When making the declaration, it is advisable to add the spouse's information to be sure that the individual declaration is more worthwhile than the joint one. This can be done in the identifying data of the declarant, adding the spouse in the corresponding section. The income program will ask to identify the spouse to add their data.

Once the spouse's information has been entered, the real-time calculations for individual and joint taxation will be displayed at the top of the "Declaration Summary". "In family units where income is low, it is usually advisable to opt for filing as a couple, although it will always be necessary to study the cases individually," comments from the EFPA.

Believing that the income campaign does not affect is another of the big mistakes. Workers with a payer are obliged to do so if they earn more than 22,000 euros gross annually. If you have more than one payer, the limit drops to 15,000 euros if you collect 1,500 euros from the second and subsequent payers.

Additionally, this year there is a big change for self-employed workers. Everyone will have to submit the declaration, regardless of whether they have had income or not, if they have earned money or if they have been registered in the regime for just one day.

The Tax Agency specifies on its portal all taxpayers who are required to declare. For example, those who earn the minimum vital income.

Another mistake for wanting to go fast is forgetting about deductions. Among the state ones, which all taxpayers can apply if they meet the requirements, are some for housing, energy reform works or for the purchase of an electric car.

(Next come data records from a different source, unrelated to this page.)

PR #395, opened 2023-05-19
Allow que to be started without listen/notify

dtcristo:
Ability to disable listen/notify on CLI resulting in jobs being picked up purely from polling. We have seen issues with listen/notify usage at scale.

### DIFF
--- a/lib/que/command_line_interface.rb
+++ b/lib/que/command_line_interface.rb
@@ -51,6 +51,14 @@ module Que
             end
 
             opts.on(
+              '--listen [LISTEN]',
+              String,
+              "Set to false to disable listen mode (default: true)"
+            ) do |listen|
+              options[:listen] = listen != "false"
+            end
+
+            opts.on(
               '-l',
               '--log-level [LEVEL]',
               String,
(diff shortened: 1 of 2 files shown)


oeoeaio:
Thanks for this! No idea why this is not already configurable. If you can add some specs I'll be happy to approve and merge this. :)

dtcristo:
@oeoeaio I've updated the commit with a spec for the new option. Ready for review.

mnbbrown:
Do you think we could get this merged?
@dtcristo / @ZimbiX shout if I can help in anyway.

oeoeaio (approved):

ZimbiX:
Sorry for the delay!

Out of curiosity, what issues were you seeing with it at scale?

dtcristo:
@oeoeaio Thanks for merging!

> Out of curiosity, what issues were you seeing with listen/notify at scale?

Hey @ZimbiX, we have quite a high throughput of jobs in our system. Average of 150 jobs/s peaking to about 700 jobs/s at times. We had issues where listen/notify queue would fill quickly and when full subsequent listen/notify calls would fail. I believe there were issues where long running transactions prevented the queue from being emptied if the transactions covered items in the queue.

I feel listen/notify is ideal for systems with lower job throughput with sporadic events and you need low latency. In a system with high throughput like ours, poll mode works fine.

In the case of autonomous regions, since they depend on where the declarant lives, it is necessary to review whether there are new ones or the requirements have changed, which several autonomous regions have done this year. It is not a minor factor, because the savings can reach thousands of euros and there are some that are so disparate, and that can escape the control of the taxpayer, such as gym fees, the purchase of bikes or residing in less populated areas.

Another of the weak points is in the new developments of recent years. The declaration of operations with cryptocurrencies or sales on second-hand platforms must be taxed when there is a profit through the medium. In both cases, this year the controls of the Tax Agency have increased due to their possession or operations, as the case may be.

Unlike other years, the Treasury has more and more user information, which is reflected in the fact that almost 950,000 notices will be sent for cryptocurrencies and about 164,000 for online gambling operations.

Even though the campaign is one of the longest in memory, some people overlook the process. July 1 marks the end of the official campaign, but in between there are other dates to take into account. Like April 29, when the application for the prior appointment for telephone service begins, which will begin on May 7; or on May 29, when you can make an appointment to go to the Tax Agency offices, which will begin to be open on June 3.

Declarations sent later will have a surcharge if they are done voluntarily and an additional surcharge and fines in cases of regularization if a request has been sent.